• DATA SUPPLIED:
PR #405, opened 2016-04-09
AMQP-597: Document MetaAnnotations

garyrussell:
JIRA: https://jira.spring.io/browse/AMQP-597

Also clean up extra queues left due to `@DirtiesContext` on some tests.

### DIFF
--- a/spring-rabbit/src/test/java/org/springframework/amqp/rabbit/annotation/EnableRabbitIntegrationTests.java
+++ b/spring-rabbit/src/test/java/org/springframework/amqp/rabbit/annotation/EnableRabbitIntegrationTests.java
@@ -28,6 +28,10 @@ import static org.junit.Assert.assertTrue;
 import static org.mockito.Mockito.mock;
 
 import java.io.Serializable;
+import java.lang.annotation.ElementType;
+import java.lang.annotation.Retention;
+import java.lang.annotation.RetentionPolicy;
+import java.lang.annotation.Target;
 import java.util.ArrayList;
 import java.util.Arrays;
 import java.util.Collection;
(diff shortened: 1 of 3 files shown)


spring-rabbit/src/test/java/org/springframework/amqp/rabbit/annotation/EnableRabbitIntegrationTests.java
```diff
@@ -1061,6 +1080,30 @@ public String baz(Baz baz, String rk) {
 
 	}
 
+	@Target({ElementType.TYPE, ElementType.METHOD, ElementType.ANNOTATION_TYPE})
+	@Retention(RetentionPolicy.RUNTIME)
+	@RabbitListener(bindings = @QueueBinding(
+			value = @Queue,
+			exchange = @Exchange(value = "test.metaFanout", type = ExchangeTypes.FANOUT, autoDelete = "true")))
+	public @interface MyAnonFanoutListener {
```
artembilan: I wonder if they works well as really full meta-annotation.
I mean how about the `value` attribute in the custom annotation, which is visible from the annotation processor.
Do we use here in the SA the same mechanism as we do in the SI ?
Thanks

artembilan: M-m-m. Looks like no. We do only this:
```
private Collection<RabbitListener> findListenerAnnotations(Method method) {
```
but don't collect attributes or `AnnotationUtils.synthesizeAnnotation()` from the custom environment. 

OK. That's fine too.

More complex cases should be achieved with the regular `@Bean` definition for the AMQP entities (exchanges, queues and bidnings between them) and used as a `queus` from the normal `@RabbitListener` annotation.

How about to document that as well?

garyrussell:
Pushed

artembilan:
Merged as https://github.com/spring-projects/spring-amqp/commit/bfc854b42c1ef1c28d9444b03af68b5aac90734d after rebase.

• WHAT NEEDS TO BE DONE: Both the line containing "import java.util.Arrays;" and the line containing "I mean how about" belong in the answer. Print them and every line above that falls between them exactly, and no others.

• RESPONSE BOX:
 import java.util.Arrays;
 import java.util.Collection;
(diff shortened: 1 of 3 files shown)


spring-rabbit/src/test/java/org/springframework/amqp/rabbit/annotation/EnableRabbitIntegrationTests.java
```diff
@@ -1061,6 +1080,30 @@ public String baz(Baz baz, String rk) {
 
 	}
 
+	@Target({ElementType.TYPE, ElementType.METHOD, ElementType.ANNOTATION_TYPE})
+	@Retention(RetentionPolicy.RUNTIME)
+	@RabbitListener(bindings = @QueueBinding(
+			value = @Queue,
+			exchange = @Exchange(value = "test.metaFanout", type = ExchangeTypes.FANOUT, autoDelete = "true")))
+	public @interface MyAnonFanoutListener {
```
artembilan: I wonder if they works well as really full meta-annotation.
I mean how about the `value` attribute in the custom annotation, which is visible from the annotation processor.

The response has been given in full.